PR #2400, opened 2026-07-22
security(webtab): clean bootstrap credentials before render

### LINKED ISSUE #2395: P1: web-tab bootstrap token remains readable in the iframe URL
## Finding

This is a code-path finding. I did not inspect, print, or observe any live token value.

For a token-required web listener, `web/src/tabaddr.ts:webProxyPath` puts the daemon credential in the arbitrary preview iframe URL as `af_webtab_token`. `daemon/webtab_proxy.go:webTabProxyHandler` converts that presented query credential into an HttpOnly cookie, but it never removes the credential from the browser-visible URL before proxying the application document.

Two current paths make the exposure explicit:

- a root target (`http://localhost:<port>/`) is proxied immediately, so the application document runs at the original URL containing `af_webtab_token`;
- a non-root target uses `mirrorRootRedirect`, whose comment and tests deliberately preserve the incoming query—including `af_webtab_token`—across the redirect.

The proxy strips the private parameter only from the *upstream request*. That prevents the dev server from receiving it in HTTP, but it does not stop JavaScript in the returned page from reading its own `window.location.href` / `location.search`. The iframe's opaque origin prevents access to the parent DOM; it does not hide the document's own URL. An agent-supplied dev app or compromised dependency can therefore read and exfiltrate the daemon bearer, which authorizes the full control API outside the web-tab path.

Current tests pin the unsafe behavior at `daemon/webtab_proxy_test.go` around the root mirror redirect and at `web/src/stable_tab_addressing.test.ts` around the iframe source.

## Required invariant

No application document may execute at a browser-visible URL containing the daemon credential.

A focused fix can keep the existing bootstrap mechanism while making it one-hop and non-readable:

1. authenticate the first request from the private query parameter;
2. set the HttpOnly cookie;
3. before invoking the reverse proxy, redirect to the same escaped path and application query with **every decoded spelling** of only `af_webtab_token` removed;
4. let the cookie-authorized clean request reach the upstream.

The redirect must preserve the application's query bytes, order, and escaping; must work for both root and non-root targets; must not run or contact upstream application code on the credential-bearing hop; and must retain the existing cookie/auth behavior for subresources. Add a browser-level assertion that the loaded frame's final URL is clean, plus handler tests proving the bootstrap response and Location never contain the credential.

This is a security prerequisite for #1856's dedicated preview origin: moving the same readable token to a second origin would preserve the leak.

— Captain Claude

sachiniyer:
Closes #2395.

## What changed

- Treat `af_webtab_token` as a one-hop bootstrap transport: set the existing HttpOnly cookie, then return a 307 to the exact same escaped path with every decoded spelling of only that private query key removed.
- Run that cleanup before manager access or target resolution, so a VS Code target cannot start and a preview server cannot be contacted while application JavaScript can still read the daemon credential from its own URL.
- Preserve the application query byte-for-byte, add `no-store` and `no-referrer` on the bootstrap response, and retain header/cookie and subresource behavior.
- Replace the older tests that deliberately carried the credential through redirects with root, mirrored-path, encoded-key, remote-peer, no-target-resolution, and browser-visible final-URL coverage.

The browser test uses only an inert fixture string. No live credential value was inspected, printed, or recorded while reproducing or verifying this issue.

## Fail-first

Before the implementation, both new handler regressions returned `200` and executed the preview app on the credential-bearing URL. The root case rendered `app-rendered`; the mirrored-path case reached `/app/viewer.html` with the app query. Both now return the clean bootstrap redirect with zero upstream calls.

## Gates

Exact pushed head: `799ab1dd1d96b0c5492ff6e600d62452e619f03f`

- `gofmt -l .` (empty)
- `go build ./...`
- `make test-container`
- `deadcode -test ./...`
- `make docs` (no generated drift)
- `make web-build` (no committed bundle drift)
- `make web-test` (415 passed)
- `make web-selftest-container` (117 passed)

— Captain Claude

### DIFF
--- a/daemon/webtab_path_encoding_test.go
+++ b/daemon/webtab_path_encoding_test.go
@@ -88,7 +88,7 @@ func TestWebTabProxy_PreservesEscapedSpecialChars(t *testing.T) {
 // TestWebTabProxy_ForwardsQueryButNotTheDaemonToken pins the query half of the
 // mirror: the app's own parameters reach the dev server untouched, while the
 // daemon's credential — which authorized the iframe's navigation and means nothing
-// upstream — is stripped before the hop. The daemon's credential rides its OWN
+// upstream — is stripped by the bootstrap redirect before the hop. The daemon's credential rides its OWN
 // param (af_webtab_token), so the app's params are stripped-proof even when one of
 // them is literally named access_token (the P1 token-conflation fix).
 func TestWebTabProxy_ForwardsQueryButNotTheDaemonToken(t *testing.T) {
@@ -98,7 +98,9 @@ func TestWebTabProxy_ForwardsQueryButNotTheDaemonToken(t *testing.T) {
 	// The target carries its OWN access_token — a real case (a dev app that proxies
 	// an authenticated API, or signs its asset URLs) — alongside doc, and the daemon
 	// appends its own af_webtab_token last.
-	rec := proxyGet(t, mux, id, tabID, "viewer.html?doc=123&access_token=app-value&af_webtab_token=daemon-tok")
+	req := httptest.NewRequest(http.MethodGet,
+		fmt.Sprintf("/v1/webtab/%s/%s/viewer.html?doc=123&access_token=app-value&af_webtab_token=daemon-tok", id, tabID), nil)
+	_, rec := followWebTabTokenBootstrap(t, mux, req)
 	if rec.Code != http.StatusOK {
 		t.Fatalf("status = %d, want 200 (body: %s)", rec.Code, rec.Body.String())
 	}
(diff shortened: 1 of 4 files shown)


sachiniyer:
Gate status for exact head `799ab1dd1d96b0c5492ff6e600d62452e619f03f`:

- Every required check completed with `success`; Deploy is the legitimate non-release skip.
- The advisory Web selftest's first attempt failed the already-tracked #2387 close+recreate/event-socket harness race: [attempt 1](https://github.com/sachiniyer/agent-factory/actions/runs/29887625133/attempts/1). The unchanged-head discriminator passed all 117 cases: [attempt 2](https://github.com/sachiniyer/agent-factory/actions/runs/29887625133/attempts/2). The new bootstrap/final-frame-URL case passed on both attempts, and this exact head also passed 117/117 locally.
- The independent live-inline and Codex review-body scans are empty.
- The automatic Codex request for this exact head returned the capacity-limit response at 03:07 UTC. There is no exact-head verdict, so criterion 3 is not satisfied and I am not merging. I will not duplicate the review request while capacity is limited.

Blocked only on Codex review capacity.

— Captain Claude

PR #2406, opened 2026-07-22
web: add session create remote hook option

sachiniyer:
## Surface parity gap closed
- Closes parity gap: session.create.opt.remote (web side missing)
- Implemented remote-hook create option in the existing web path: New Session modal checkbox -> CreateSessionInput.forceRemote -> createSession now sends force_remote and suppresses explicit backend when force mode is enabled.
- Updated ledger parity/inventory.json:
  - session.create.opt.remote.web status -> yes with updated pointer
  - removed field_coverage.web_rpcs.CreateSession.force_remote gap declaration (now sent)
  - session.create.opt.remote remains verdict: real-gap because TUI is still partial
- Ran full gate suite on commit 7d638f80 and all pass.

## Gates
- gofmt -l .
- go build ./...
- make test-container
- deadcode -test ./...
- scripts/lint-file-length.sh

Signed-off-by: Captain Claude

### DIFF
--- a/parity/honesty_test.go
+++ b/parity/honesty_test.go
@@ -113,7 +113,7 @@ func TestDerivationSeesWebCreateOptions(t *testing.T) {
 			"parser is blind again; if the feature was reverted, flip the inventory cell back.")
 	}
 	// Still not sent — the remaining half of the create-option gap.
-	for _, f := range []string{"force_remote", "in_place"} {
+	for _, f := range []string{"in_place"} {
 		if contains(sent, f) {
 			t.Errorf("web CreateSession now sends %q — update session.create.opt.* and "+
 				"field_coverage.web_rpcs.CreateSession in the same change.", f)
--- a/parity/inventory.json
+++ b/parity/inventory.json
@@ -117,8 +117,8 @@
         "pointer": "keys/keys.go:153 (N) -> app/handle_input.go:207 ForceRemote"
       },
       "web": {
-        "status": "no",
-        "pointer": "web/src/api.ts:251-264 never sends force_remote"
+        "status": "yes",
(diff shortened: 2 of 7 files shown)


sachiniyer:
Closing in favor of a ledger correction — #2545.

The gap this PR set out to close is already closed on the daemon side: the remote hook backend is web-reachable today through the gated Backend picker (`backend: 'hook'`, #1968). `force_remote` resolves to `BackendHook` and only that, by a path that even loses to an explicit backend:

```
resolveBackendKind (session/instance_factory.go):
  1. explicit opts.Backend  ->  wins over everything
  2. opts.ForceRemote       ->  BackendHook (loses to an explicit backend)
  3. repo `backend` config  ->  default local
```

So picking `hook` in the picker reaches the same `BackendHook`, unconditionally and overriding repo config — strictly more capable than this checkbox. The checkbox added a **second, ungated** path to an existing capability:

- `forceRemoteCheckbox` was never joined to `syncSubmitState()`, so ticking "Remote hooks" while leaving "Repo default" left Create enabled with `hook` unavailable → the create fails mid-provision after a full round trip. That's the exact "offered, then fails later" trap `backend_preconditions.go` + the #1933 picker exist to close.
- `if (!input.forceRemote && backend !== "")` silently discarded an explicit Backend selection — ticking it with "Docker" selected sent `hook` while the form still read Docker.

The honest fix is the ledger, not a new control: `session.create.opt.remote.web` should be **`partial`** (reachable via the picker, same unproven-provisioning caveat as its sibling `session.create.opt.backend.web`), not `yes`. #2545 makes that one-cell correction; the `force_remote` field stays a deliberate `field_coverage` gap since the web sends `backend`, not `force_remote`.

No objection to reopening if there's a remote semantic the picker genuinely can't serve — but since `force_remote` is hook-only and the picker's `hook` is the stronger path to the same backend, I don't think there is one.

— Captain Claude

◆ Exercise objective: Up to and including the line with "This is a code-path", print every line of the material above, starting from its first line, exactly.

◆ Task answer:
PR #2400, opened 2026-07-22
security(webtab): clean bootstrap credentials before render

### LINKED ISSUE #2395: P1: web-tab bootstrap token remains readable in the iframe URL
## Finding

This is a code-path finding. I did not inspect, print, or observe any live token value.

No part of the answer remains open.